» Your objective: Report, in full, each line of the material below in which the string "expensive" occurs.

» Task input:
+ + + + + + +

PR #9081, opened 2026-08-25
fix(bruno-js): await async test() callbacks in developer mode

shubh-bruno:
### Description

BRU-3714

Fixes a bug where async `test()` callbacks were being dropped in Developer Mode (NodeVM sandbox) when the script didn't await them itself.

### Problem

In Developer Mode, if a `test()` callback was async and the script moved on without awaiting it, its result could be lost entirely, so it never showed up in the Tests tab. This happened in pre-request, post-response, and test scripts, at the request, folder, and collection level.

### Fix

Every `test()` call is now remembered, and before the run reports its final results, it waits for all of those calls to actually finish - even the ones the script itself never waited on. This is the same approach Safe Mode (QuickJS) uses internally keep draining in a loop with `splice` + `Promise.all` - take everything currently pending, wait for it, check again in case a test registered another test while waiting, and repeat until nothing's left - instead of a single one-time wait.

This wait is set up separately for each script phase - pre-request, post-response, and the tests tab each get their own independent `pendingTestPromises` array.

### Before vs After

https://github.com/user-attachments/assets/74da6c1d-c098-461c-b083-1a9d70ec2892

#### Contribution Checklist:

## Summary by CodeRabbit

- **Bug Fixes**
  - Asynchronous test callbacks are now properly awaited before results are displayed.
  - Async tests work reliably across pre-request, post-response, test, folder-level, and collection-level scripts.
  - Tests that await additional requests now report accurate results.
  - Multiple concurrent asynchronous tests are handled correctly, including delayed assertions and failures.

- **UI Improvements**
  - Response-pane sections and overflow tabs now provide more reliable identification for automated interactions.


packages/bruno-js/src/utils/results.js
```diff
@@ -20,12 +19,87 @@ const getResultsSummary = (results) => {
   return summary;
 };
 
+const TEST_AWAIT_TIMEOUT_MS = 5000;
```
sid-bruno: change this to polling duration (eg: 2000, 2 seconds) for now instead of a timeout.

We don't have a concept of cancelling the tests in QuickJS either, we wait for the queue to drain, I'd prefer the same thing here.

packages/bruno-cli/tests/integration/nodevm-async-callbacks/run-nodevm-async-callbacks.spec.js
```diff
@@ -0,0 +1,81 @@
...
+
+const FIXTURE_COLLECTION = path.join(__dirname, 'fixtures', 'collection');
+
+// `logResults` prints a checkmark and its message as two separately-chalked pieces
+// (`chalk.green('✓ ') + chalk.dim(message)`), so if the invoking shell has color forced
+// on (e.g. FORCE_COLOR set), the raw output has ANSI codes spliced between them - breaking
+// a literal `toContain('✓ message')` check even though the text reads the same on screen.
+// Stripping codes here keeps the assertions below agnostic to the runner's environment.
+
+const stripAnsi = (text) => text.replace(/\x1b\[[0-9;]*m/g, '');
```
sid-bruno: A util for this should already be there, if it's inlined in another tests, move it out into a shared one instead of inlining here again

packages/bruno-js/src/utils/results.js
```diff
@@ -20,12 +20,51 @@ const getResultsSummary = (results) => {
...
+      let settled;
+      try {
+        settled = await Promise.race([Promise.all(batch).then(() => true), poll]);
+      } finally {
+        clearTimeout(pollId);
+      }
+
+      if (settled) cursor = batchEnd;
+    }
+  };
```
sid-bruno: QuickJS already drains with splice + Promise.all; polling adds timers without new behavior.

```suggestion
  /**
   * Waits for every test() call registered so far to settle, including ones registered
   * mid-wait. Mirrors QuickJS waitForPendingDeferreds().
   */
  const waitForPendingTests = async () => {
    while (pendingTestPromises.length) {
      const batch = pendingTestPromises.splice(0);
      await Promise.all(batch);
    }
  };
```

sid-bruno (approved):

+ + + + + + +

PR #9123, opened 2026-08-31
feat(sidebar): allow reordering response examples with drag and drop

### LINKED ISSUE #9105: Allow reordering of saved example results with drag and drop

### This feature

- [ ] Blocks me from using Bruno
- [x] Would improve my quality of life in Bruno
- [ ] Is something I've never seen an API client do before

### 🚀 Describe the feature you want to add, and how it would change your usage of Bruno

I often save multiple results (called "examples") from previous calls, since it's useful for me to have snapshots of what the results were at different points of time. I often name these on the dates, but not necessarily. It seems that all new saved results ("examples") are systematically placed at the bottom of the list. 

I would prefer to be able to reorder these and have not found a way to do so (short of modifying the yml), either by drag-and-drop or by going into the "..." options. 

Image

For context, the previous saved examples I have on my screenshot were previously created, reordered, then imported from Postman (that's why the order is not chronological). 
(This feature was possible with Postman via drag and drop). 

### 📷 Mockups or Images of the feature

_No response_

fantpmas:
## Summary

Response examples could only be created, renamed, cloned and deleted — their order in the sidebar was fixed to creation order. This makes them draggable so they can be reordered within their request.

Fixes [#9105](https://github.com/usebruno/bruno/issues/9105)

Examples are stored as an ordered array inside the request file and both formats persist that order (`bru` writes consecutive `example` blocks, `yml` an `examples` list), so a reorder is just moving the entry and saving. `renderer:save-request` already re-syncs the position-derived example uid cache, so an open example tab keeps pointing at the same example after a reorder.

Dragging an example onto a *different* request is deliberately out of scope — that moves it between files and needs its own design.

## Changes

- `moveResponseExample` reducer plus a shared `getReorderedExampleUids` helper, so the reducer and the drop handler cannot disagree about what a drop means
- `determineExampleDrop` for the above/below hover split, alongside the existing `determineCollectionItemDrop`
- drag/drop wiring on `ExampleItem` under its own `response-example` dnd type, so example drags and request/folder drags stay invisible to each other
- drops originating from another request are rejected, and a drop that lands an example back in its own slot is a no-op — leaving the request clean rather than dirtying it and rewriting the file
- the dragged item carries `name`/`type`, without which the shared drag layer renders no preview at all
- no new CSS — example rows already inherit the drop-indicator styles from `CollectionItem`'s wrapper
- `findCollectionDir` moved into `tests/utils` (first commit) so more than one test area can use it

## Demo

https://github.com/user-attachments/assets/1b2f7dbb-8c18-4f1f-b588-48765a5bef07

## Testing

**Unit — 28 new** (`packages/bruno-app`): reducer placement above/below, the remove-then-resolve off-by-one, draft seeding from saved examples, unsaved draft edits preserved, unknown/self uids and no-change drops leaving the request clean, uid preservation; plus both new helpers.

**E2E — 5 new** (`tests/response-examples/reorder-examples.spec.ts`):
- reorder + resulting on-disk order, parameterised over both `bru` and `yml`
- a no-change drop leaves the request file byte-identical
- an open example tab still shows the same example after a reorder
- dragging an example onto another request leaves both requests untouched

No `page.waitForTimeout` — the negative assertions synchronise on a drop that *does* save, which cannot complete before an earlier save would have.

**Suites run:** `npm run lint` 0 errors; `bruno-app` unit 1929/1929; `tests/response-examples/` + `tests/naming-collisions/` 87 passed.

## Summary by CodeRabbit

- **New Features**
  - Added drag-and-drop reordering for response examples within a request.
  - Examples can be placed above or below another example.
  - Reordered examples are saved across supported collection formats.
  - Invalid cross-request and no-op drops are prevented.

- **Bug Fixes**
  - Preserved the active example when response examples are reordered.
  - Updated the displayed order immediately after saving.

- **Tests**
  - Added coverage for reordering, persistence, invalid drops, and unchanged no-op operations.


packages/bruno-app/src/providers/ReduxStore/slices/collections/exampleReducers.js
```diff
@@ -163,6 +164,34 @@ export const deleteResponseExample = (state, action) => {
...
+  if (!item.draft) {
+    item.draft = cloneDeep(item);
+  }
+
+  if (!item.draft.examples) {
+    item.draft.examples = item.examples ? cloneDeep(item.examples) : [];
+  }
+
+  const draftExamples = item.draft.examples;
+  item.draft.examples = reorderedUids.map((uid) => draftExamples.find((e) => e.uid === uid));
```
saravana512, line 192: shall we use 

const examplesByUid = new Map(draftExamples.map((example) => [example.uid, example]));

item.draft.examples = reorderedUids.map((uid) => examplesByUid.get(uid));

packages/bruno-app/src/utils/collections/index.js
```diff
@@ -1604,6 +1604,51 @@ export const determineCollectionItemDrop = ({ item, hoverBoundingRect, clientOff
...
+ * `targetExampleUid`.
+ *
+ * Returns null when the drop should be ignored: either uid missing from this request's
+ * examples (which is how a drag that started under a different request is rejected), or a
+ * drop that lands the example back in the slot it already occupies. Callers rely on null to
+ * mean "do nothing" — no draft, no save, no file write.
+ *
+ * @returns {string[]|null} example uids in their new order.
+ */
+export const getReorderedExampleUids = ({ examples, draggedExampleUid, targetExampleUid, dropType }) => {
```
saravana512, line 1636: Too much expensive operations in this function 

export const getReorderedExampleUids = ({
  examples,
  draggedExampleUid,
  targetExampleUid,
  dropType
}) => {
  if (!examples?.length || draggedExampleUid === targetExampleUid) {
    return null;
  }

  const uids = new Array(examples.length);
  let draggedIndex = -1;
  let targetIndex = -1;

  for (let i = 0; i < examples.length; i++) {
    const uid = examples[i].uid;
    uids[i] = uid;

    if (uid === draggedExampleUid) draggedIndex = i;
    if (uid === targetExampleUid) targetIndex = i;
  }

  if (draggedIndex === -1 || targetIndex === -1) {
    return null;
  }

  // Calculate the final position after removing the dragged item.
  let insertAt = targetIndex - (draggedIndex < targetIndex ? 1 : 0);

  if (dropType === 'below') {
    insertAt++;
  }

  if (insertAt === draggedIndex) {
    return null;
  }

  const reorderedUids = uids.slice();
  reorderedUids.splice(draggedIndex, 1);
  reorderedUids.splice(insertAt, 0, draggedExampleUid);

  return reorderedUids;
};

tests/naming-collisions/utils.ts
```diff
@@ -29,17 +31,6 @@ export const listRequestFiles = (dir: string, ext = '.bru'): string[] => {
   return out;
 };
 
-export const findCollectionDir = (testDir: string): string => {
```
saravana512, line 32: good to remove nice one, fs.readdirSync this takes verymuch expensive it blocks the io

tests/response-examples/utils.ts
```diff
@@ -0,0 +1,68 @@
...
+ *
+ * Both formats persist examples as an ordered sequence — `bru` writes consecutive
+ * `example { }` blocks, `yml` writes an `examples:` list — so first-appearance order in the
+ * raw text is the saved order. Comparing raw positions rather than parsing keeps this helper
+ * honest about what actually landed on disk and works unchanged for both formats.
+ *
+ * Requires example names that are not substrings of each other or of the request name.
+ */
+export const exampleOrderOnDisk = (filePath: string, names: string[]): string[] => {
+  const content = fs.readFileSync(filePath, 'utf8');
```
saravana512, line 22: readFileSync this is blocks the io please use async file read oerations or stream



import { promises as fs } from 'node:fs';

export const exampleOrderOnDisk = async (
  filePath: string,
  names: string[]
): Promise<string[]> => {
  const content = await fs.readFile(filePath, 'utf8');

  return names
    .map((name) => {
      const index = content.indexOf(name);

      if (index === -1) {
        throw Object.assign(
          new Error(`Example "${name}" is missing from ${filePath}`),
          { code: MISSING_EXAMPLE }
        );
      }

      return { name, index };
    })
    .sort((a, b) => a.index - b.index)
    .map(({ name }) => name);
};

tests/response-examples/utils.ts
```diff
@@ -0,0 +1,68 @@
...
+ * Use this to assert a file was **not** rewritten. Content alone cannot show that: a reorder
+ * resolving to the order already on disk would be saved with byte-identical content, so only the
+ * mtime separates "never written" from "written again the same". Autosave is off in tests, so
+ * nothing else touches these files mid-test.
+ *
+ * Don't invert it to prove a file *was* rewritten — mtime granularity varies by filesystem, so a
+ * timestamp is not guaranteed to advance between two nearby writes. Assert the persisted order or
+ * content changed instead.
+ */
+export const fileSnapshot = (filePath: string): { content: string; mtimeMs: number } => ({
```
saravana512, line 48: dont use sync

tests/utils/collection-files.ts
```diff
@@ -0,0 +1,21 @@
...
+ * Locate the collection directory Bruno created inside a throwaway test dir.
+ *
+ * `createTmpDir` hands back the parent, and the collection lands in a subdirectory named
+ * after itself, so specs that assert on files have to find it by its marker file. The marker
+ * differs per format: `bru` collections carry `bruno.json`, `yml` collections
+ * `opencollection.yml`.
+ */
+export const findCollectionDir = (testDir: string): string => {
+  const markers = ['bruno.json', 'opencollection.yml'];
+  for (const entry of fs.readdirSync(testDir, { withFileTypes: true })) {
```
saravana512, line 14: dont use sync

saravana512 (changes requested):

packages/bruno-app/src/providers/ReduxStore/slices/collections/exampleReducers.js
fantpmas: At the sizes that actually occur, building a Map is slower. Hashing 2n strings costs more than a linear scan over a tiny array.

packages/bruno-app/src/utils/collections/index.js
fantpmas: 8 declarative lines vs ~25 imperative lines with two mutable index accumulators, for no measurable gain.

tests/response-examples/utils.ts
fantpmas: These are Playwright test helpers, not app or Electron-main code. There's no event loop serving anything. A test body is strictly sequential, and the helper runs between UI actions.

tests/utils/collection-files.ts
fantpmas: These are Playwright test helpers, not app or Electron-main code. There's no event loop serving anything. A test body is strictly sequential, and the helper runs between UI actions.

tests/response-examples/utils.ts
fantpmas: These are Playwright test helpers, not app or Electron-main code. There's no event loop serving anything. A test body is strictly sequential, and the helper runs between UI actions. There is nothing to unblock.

+ + + + + + +

» Task answer:
saravana512, line 1636: Too much expensive operations in this function 
saravana512, line 32: good to remove nice one, fs.readdirSync this takes verymuch expensive it blocks the io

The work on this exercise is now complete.